◆ The problem
Select, from the data, each line where "start" occurs.

◇ ◇ ◇

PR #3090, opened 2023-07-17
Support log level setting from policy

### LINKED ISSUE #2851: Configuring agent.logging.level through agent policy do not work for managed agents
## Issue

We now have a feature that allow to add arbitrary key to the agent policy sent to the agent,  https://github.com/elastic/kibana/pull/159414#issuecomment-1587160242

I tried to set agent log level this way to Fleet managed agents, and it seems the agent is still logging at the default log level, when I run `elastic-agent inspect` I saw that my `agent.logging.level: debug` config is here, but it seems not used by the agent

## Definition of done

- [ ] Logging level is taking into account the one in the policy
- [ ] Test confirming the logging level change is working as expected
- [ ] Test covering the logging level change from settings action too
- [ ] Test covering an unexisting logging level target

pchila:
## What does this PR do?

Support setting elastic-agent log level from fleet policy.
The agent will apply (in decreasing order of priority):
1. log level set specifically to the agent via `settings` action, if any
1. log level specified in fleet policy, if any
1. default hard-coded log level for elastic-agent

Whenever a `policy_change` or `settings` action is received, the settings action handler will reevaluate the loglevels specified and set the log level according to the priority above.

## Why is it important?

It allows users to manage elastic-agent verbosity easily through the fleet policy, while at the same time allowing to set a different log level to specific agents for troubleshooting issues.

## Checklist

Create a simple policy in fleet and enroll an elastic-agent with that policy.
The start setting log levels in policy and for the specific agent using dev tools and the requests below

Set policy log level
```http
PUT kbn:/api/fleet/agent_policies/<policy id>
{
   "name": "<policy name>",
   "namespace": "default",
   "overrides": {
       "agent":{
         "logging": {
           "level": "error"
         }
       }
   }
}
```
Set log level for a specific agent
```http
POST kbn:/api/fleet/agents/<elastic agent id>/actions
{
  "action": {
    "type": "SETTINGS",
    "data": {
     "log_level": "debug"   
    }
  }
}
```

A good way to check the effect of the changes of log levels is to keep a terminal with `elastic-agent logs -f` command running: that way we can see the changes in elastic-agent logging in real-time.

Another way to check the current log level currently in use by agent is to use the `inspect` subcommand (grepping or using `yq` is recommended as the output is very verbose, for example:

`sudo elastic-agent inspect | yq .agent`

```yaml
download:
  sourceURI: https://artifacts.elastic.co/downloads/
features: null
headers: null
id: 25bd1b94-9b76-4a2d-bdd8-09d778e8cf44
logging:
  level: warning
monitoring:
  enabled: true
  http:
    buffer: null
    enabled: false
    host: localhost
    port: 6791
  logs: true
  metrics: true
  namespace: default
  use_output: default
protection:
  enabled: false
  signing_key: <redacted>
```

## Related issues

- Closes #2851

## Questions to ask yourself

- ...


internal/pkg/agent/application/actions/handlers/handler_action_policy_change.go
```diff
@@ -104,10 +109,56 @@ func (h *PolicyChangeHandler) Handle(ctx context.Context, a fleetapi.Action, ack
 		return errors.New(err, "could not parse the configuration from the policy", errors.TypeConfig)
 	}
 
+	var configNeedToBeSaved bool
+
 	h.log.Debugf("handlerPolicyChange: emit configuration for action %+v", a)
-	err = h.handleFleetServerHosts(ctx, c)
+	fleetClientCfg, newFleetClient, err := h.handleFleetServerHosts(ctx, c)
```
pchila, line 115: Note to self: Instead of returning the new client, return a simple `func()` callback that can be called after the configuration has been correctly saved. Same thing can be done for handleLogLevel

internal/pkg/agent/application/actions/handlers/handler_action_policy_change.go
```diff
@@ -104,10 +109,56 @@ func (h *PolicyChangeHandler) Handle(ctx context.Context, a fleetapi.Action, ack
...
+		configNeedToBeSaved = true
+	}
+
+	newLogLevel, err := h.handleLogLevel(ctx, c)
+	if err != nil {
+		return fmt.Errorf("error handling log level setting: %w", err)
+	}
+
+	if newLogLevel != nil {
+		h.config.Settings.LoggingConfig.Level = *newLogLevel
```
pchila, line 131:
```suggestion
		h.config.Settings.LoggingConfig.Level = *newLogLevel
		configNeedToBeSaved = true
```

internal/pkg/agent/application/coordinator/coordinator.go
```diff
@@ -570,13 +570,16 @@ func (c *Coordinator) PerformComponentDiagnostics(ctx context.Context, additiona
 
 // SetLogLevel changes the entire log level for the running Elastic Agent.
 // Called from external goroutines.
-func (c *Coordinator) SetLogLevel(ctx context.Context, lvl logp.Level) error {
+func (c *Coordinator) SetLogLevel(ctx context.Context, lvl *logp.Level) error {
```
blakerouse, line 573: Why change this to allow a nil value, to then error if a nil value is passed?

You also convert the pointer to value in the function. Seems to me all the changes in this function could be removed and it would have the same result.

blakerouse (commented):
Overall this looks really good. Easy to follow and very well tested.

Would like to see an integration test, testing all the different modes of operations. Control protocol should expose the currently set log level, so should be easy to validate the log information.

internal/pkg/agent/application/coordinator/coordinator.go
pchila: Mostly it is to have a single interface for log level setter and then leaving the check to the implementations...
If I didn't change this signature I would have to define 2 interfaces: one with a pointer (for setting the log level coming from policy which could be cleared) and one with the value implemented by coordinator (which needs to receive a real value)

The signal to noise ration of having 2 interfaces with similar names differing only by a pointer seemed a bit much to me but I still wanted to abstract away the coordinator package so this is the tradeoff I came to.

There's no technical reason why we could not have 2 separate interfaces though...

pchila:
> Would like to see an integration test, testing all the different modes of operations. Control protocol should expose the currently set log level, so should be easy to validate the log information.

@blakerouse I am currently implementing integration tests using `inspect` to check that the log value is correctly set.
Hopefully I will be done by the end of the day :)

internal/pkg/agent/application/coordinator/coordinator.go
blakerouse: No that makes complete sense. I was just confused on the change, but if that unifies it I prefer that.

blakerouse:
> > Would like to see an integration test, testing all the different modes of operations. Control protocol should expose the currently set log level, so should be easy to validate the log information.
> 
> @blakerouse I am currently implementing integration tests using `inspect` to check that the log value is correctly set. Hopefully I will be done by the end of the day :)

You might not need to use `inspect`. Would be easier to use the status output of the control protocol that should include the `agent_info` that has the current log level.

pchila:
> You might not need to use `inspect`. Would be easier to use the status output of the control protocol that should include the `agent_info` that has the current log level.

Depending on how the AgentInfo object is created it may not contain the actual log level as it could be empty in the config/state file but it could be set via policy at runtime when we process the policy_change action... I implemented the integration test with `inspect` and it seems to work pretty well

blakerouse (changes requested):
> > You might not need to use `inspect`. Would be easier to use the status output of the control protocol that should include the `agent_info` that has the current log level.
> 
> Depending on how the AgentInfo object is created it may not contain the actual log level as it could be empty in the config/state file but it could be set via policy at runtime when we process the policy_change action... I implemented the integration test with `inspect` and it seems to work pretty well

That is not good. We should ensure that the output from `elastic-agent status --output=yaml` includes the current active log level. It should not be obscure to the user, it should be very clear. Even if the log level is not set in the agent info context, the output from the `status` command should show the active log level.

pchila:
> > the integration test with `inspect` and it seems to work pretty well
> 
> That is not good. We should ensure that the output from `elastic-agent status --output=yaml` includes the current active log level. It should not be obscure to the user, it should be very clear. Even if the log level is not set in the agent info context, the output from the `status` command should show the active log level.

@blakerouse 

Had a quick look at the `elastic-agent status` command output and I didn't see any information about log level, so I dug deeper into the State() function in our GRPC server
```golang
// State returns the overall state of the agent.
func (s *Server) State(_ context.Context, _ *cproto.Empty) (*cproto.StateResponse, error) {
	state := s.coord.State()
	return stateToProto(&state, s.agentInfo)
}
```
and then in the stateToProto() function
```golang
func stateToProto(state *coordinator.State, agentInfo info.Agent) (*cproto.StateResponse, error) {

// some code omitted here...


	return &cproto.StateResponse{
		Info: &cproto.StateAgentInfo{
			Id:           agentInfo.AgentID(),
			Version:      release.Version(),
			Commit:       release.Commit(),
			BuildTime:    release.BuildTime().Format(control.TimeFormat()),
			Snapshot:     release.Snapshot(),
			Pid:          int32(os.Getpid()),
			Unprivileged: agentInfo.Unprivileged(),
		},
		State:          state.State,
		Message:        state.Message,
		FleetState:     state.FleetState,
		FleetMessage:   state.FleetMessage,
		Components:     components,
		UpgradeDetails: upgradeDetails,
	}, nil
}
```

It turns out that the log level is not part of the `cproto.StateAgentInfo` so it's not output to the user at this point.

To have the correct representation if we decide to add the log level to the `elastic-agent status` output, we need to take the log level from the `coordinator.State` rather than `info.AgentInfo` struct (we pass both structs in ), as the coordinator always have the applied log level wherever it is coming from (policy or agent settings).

◇ ◇ ◇

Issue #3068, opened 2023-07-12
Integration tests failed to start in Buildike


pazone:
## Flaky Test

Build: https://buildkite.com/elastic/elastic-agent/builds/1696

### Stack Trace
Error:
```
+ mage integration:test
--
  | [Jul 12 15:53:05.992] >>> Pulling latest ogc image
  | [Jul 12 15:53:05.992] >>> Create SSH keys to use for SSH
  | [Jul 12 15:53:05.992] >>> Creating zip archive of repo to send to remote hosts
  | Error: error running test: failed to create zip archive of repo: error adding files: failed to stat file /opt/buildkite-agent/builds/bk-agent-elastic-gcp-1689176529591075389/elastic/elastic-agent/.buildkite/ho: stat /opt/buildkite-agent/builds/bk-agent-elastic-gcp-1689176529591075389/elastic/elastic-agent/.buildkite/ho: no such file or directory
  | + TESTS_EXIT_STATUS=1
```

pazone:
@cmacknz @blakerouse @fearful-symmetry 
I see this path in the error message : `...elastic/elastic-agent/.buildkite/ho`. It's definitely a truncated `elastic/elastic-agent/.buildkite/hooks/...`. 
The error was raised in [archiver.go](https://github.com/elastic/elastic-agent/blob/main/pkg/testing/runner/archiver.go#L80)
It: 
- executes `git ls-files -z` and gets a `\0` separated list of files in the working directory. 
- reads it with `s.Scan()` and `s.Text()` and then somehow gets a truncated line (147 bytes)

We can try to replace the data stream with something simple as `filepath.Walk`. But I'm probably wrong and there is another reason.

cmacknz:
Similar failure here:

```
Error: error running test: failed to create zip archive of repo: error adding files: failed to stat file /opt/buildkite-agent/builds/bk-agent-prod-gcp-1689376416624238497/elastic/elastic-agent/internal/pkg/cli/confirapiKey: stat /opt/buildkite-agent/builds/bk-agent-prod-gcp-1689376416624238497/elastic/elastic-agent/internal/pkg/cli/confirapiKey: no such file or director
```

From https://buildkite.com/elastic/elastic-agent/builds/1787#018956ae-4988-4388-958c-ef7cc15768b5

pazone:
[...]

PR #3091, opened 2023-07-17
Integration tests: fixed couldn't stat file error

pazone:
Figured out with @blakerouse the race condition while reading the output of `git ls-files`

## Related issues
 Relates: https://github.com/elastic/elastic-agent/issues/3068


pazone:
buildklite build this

◇ ◇ ◇

◆ Exercise answer
The start setting log levels in policy and for the specific agent using dev tools and the requests below
Integration tests failed to start in Buildike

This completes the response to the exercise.